_Goal of the exercise_
All of the entries must appear again exactly as written.

_Given information_
PR #294, opened 2026-02-18
Add GitHub commit status checks, ref-aware config, and CI hardening

wesm:
## Summary

- **GitHub commit status API**: CI poller now sets commit status checks (`pending` → `success`/`failure`/`error`) on PR head commits via the GitHub Statuses API. Mixed-outcome batches (some jobs succeeded, some failed) get `failure`, not `success`. Uses `GitHubAppTokenProvider.APIRequest` for authenticated calls.
- **Ref-aware review guidelines**: `loadGuidelines` reads `.roborev.toml` from the default branch (`origin/main`, `origin/master`, etc.) instead of the working tree. Branch-specific guidelines are intentionally ignored to prevent prompt injection from untrusted PR authors. Filesystem fallback applies only when the default branch has no config.
- **CI poller config from default branch**: `loadCIRepoConfig` resolves review types, agents, and reasoning from the default branch post-fetch, so config changes take effect without rebuilding the daemon.
- **Commit SHA in review comments**: Synthesized, raw, and all-failed batch comments include the short HEAD SHA in the header for traceability.
- **Version in startup log**: Daemon logs `version.Version` at startup for easier debugging in systemd journal output.

## Test plan

- [x] `go test ./internal/daemon/...` — commit status transitions (pending, success, failure, error, mixed-outcome, comment post failure), `loadCIRepoConfig` (default branch, fallback, parse error propagation), comment formatting with SHA
- [x] `go test ./internal/config/...` — `LoadRepoConfigFromRef` (load from ref, nonexistent ref, file missing)
- [x] `go test ./internal/prompt/...` — `loadGuidelines` (non-main default branch, branch guidelines ignored, filesystem fallback, parse error blocks fallback), end-to-end single/range prompts with guidelines
- [x] `go build ./...`, `go vet ./...`, `go fmt ./...`

### DIFF
--- a/internal/config/config.go
+++ b/internal/config/config.go
@@ -1,6 +1,7 @@
 package config
 
 import (
+	"errors"
 	"fmt"
 	"net/url"
 	"os"
@@ -13,6 +14,26 @@ import (
 	"github.com/BurntSushi/toml"
 	"github.com/roborev-dev/roborev/internal/git"
 )
+
+// ConfigParseError is returned when .roborev.toml exists but
+// contains invalid TOML. Callers can check with errors.As.
+type ConfigParseError struct {
+	Ref string
+	Err error
+}
+
+func (e *ConfigParseError) Error() string {
+	return fmt.Sprintf("parse .roborev.toml at %s: %v", e.Ref, e.Err)
+}
+
+func (e *ConfigParseError) Unwrap() error { return e.Err }
+
+// IsConfigParseError reports whether err (or any error in its chain)
+// is a ConfigParseError.
+func IsConfigParseError(err error) bool {
+	var pe *ConfigParseError
+	return errors.As(err, &pe)
+}
 
 // HookConfig defines a hook that runs on review events
 type HookConfig struct {
@@ -476,7 +497,7 @@ func LoadRepoConfigFromRef(repoPath, ref string) (*RepoConfig, error) {
 
 	var cfg RepoConfig
 	if _, err := toml.Decode(string(data), &cfg); err != nil {
-		return nil, fmt.Errorf("parse .roborev.toml at %s: %w", ref, err)
+		return nil, &ConfigParseError{Ref: ref, Err: err}
 	}
 	return &cfg, nil
 }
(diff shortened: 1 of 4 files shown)


wesm:
sweet, status checks

image

wesm:
"All three are the same false positive from the previous review cycle, repackaged.
                                                                                                                
  Finding 1 (medium): Working-tree guideline fallback = prompt injection — No. The working tree is the operator's
  checkout, not attacker-controlled content. The daemon is read-only with respect to the working tree (CLAUDE.md:    
  "Daemon tasks must not modify the git working tree"). The CI poller fetches PR metadata via the GitHub API — it
  doesn't check out PR branches. There is no path from "untrusted PR author" to "controls working-tree               
  .roborev.toml." The fallback exists for the bootstrap case: repos that haven't committed .roborev.toml to their
  default branch yet, or repos without a remote.
                                               
  Finding 2 (medium): CI repo config fallback = branch-local policy override — Same incorrect threat model.
  loadCIRepoConfig reads operational settings (agents, review types, min_severity) from the operator's filesystem. A
  PR author cannot influence the operator's working tree. Additionally, this is operational config, not prompt
  content — even if the values differed, it only affects which agents run, not what instructions they receive.

  Finding 3 (medium): Invalid ref misclassified as "missing file" — Technically possible for pathological refs (e.g.,
   a ref manually pointed at a blob object), but GetDefaultBranch already validates refs with git rev-parse --verify
  --quiet before returning them, so LoadRepoConfigFromRef only receives validated refs in practice. The one scenario
  where the sentinel matching could misfire (blob ref) produces the correct behavior anyway — there's no tree to
  search, so "file doesn't exist" is functionally accurate, and the fallback to filesystem config is benign. Adding a
   pre-validation rev-parse call to LoadRepoConfigFromRef would add an extra subprocess per invocation to guard
  against a scenario that can't arise through normal git operations.

  Verdict: All three are invalid. They share a flawed threat model that assumes the working tree contains
  attacker-controlled content. It doesn't — roborev's daemon architecture prevents that."

PR #304, opened 2026-02-19
Test fix: resolve map aliasing and add stateful nav test

wesm:
This PR fixes a potential false-positive in TUI tests due to map aliasing and adds a new test case for stateful queue navigation.

### Changes
- **Fix Map Aliasing**: In `TestTUIPendingAddressedTransitions`, `initialPending` and `initialReviewPending` maps were being assigned by reference to the model. Since the model mutates these maps during updates (removing processed items), the subsequent assertions were iterating over modified maps, potentially skipping checks. This is fixed by deep-copying the maps using `maps.Copy` before assignment.
- **Add Stateful Navigation Test**: Added `TestTUIQueueNavigationSequences` to verify sequential keypress behavior in the queue view (e.g., moving down multiple times, then up, then jumping to top). This covers a gap left by the previous table-driven refactor which focused on single-step transitions.

### DIFF
--- a/cmd/roborev/tui_queue_test.go
+++ b/cmd/roborev/tui_queue_test.go
@@ -2,6 +2,7 @@ package main
 
 import (
 	"fmt"
+	"maps"
 	"strings"
 	"testing"
 	"time"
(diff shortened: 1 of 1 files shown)


wesm:
agent gone wild, rolled back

_Result of the exercise_
PR #294, opened 2026-02-18
Add GitHub commit status checks, ref-aware config, and CI hardening

wesm:
## Summary

- **GitHub commit status API**: CI poller now sets commit status checks (`pending` → `success`/`failure`/`error`) on PR head commits via the GitHub Statuses API. Mixed-outcome batches (some jobs succeeded, some failed) get `failure`, not `success`. Uses `GitHubAppTokenProvider.APIRequest` for authenticated calls.
- **Ref-aware review guidelines**: `loadGuidelines` reads `.roborev.toml` from the default branch (`origin/main`, `origin/master`, etc.) instead of the working tree. Branch-specific guidelines are intentionally ignored to prevent prompt injection from untrusted PR authors. Filesystem fallback applies only when the default branch has no config.
- **CI poller config from default branch**: `loadCIRepoConfig` resolves review types, agents, and reasoning from the default branch post-fetch, so config changes take effect without rebuilding the daemon.
- **Commit SHA in review comments**: Synthesized, raw, and all-failed batch comments include the short HEAD SHA in the header for traceability.
- **Version in startup log**: Daemon logs `version.Version` at startup for easier debugging in systemd journal output.

## Test plan

- [x] `go test ./internal/daemon/...` — commit status transitions (pending, success, failure, error, mixed-outcome, comment post failure), `loadCIRepoConfig` (default branch, fallback, parse error propagation), comment formatting with SHA
- [x] `go test ./internal/config/...` — `LoadRepoConfigFromRef` (load from ref, nonexistent ref, file missing)
- [x] `go test ./internal/prompt/...` — `loadGuidelines` (non-main default branch, branch guidelines ignored, filesystem fallback, parse error blocks fallback), end-to-end single/range prompts with guidelines
- [x] `go build ./...`, `go vet ./...`, `go fmt ./...`

### DIFF
--- a/internal/config/config.go
+++ b/internal/config/config.go
@@ -1,6 +1,7 @@
 package config
 
 import (
+	"errors"
 	"fmt"
 	"net/url"
 	"os"
@@ -13,6 +14,26 @@ import (
 	"github.com/BurntSushi/toml"
 	"github.com/roborev-dev/roborev/internal/git"
 )
+
+// ConfigParseError is returned when .roborev.toml exists but
+// contains invalid TOML. Callers can check with errors.As.
+type ConfigParseError struct {
+	Ref string
+	Err error
+}
+
+func (e *ConfigParseError) Error() string {
+	return fmt.Sprintf("parse .roborev.toml at %s: %v", e.Ref, e.Err)
+}
+
+func (e *ConfigParseError) Unwrap() error { return e.Err }
+
+// IsConfigParseError reports whether err (or any error in its chain)
+// is a ConfigParseError.
+func IsConfigParseError(err error) bool {
+	var pe *ConfigParseError
+	return errors.As(err, &pe)
+}
 
 // HookConfig defines a hook that runs on review events
 type HookConfig struct {
@@ -476,7 +497,7 @@ func LoadRepoConfigFromRef(repoPath, ref string) (*RepoConfig, error) {
 
 	var cfg RepoConfig
 	if _, err := toml.Decode(string(data), &cfg); err != nil {
-		return nil, fmt.Errorf("parse .roborev.toml at %s: %w", ref, err)
+		return nil, &ConfigParseError{Ref: ref, Err: err}
 	}
 	return &cfg, nil
 }
(diff shortened: 1 of 4 files shown)


wesm:
sweet, status checks

image

wesm:
"All three are the same false positive from the previous review cycle, repackaged.
                                                                                                                
  Finding 1 (medium): Working-tree guideline fallback = prompt injection — No. The working tree is the operator's
  checkout, not attacker-controlled content. The daemon is read-only with respect to the working tree (CLAUDE.md:    
  "Daemon tasks must not modify the git working tree"). The CI poller fetches PR metadata via the GitHub API — it
  doesn't check out PR branches. There is no path from "untrusted PR author" to "controls working-tree               
  .roborev.toml." The fallback exists for the bootstrap case: repos that haven't committed .roborev.toml to their
  default branch yet, or repos without a remote.
                                               
  Finding 2 (medium): CI repo config fallback = branch-local policy override — Same incorrect threat model.
  loadCIRepoConfig reads operational settings (agents, review types, min_severity) from the operator's filesystem. A
  PR author cannot influence the operator's working tree. Additionally, this is operational config, not prompt
  content — even if the values differed, it only affects which agents run, not what instructions they receive.

  Finding 3 (medium): Invalid ref misclassified as "missing file" — Technically possible for pathological refs (e.g.,
   a ref manually pointed at a blob object), but GetDefaultBranch already validates refs with git rev-parse --verify
  --quiet before returning them, so LoadRepoConfigFromRef only receives validated refs in practice. The one scenario
  where the sentinel matching could misfire (blob ref) produces the correct behavior anyway — there's no tree to
  search, so "file doesn't exist" is functionally accurate, and the fallback to filesystem config is benign. Adding a
   pre-validation rev-parse call to LoadRepoConfigFromRef would add an extra subprocess per invocation to guard
  against a scenario that can't arise through normal git operations.

  Verdict: All three are invalid. They share a flawed threat model that assumes the working tree contains
  attacker-controlled content. It doesn't — roborev's daemon architecture prevents that."

PR #304, opened 2026-02-19
Test fix: resolve map aliasing and add stateful nav test

wesm:
This PR fixes a potential false-positive in TUI tests due to map aliasing and adds a new test case for stateful queue navigation.

### Changes
- **Fix Map Aliasing**: In `TestTUIPendingAddressedTransitions`, `initialPending` and `initialReviewPending` maps were being assigned by reference to the model. Since the model mutates these maps during updates (removing processed items), the subsequent assertions were iterating over modified maps, potentially skipping checks. This is fixed by deep-copying the maps using `maps.Copy` before assignment.
- **Add Stateful Navigation Test**: Added `TestTUIQueueNavigationSequences` to verify sequential keypress behavior in the queue view (e.g., moving down multiple times, then up, then jumping to top). This covers a gap left by the previous table-driven refactor which focused on single-step transitions.

### DIFF
--- a/cmd/roborev/tui_queue_test.go
+++ b/cmd/roborev/tui_queue_test.go
@@ -2,6 +2,7 @@ package main
 
 import (
 	"fmt"
+	"maps"
 	"strings"
 	"testing"
 	"time"
(diff shortened: 1 of 1 files shown)


wesm:
agent gone wild, rolled back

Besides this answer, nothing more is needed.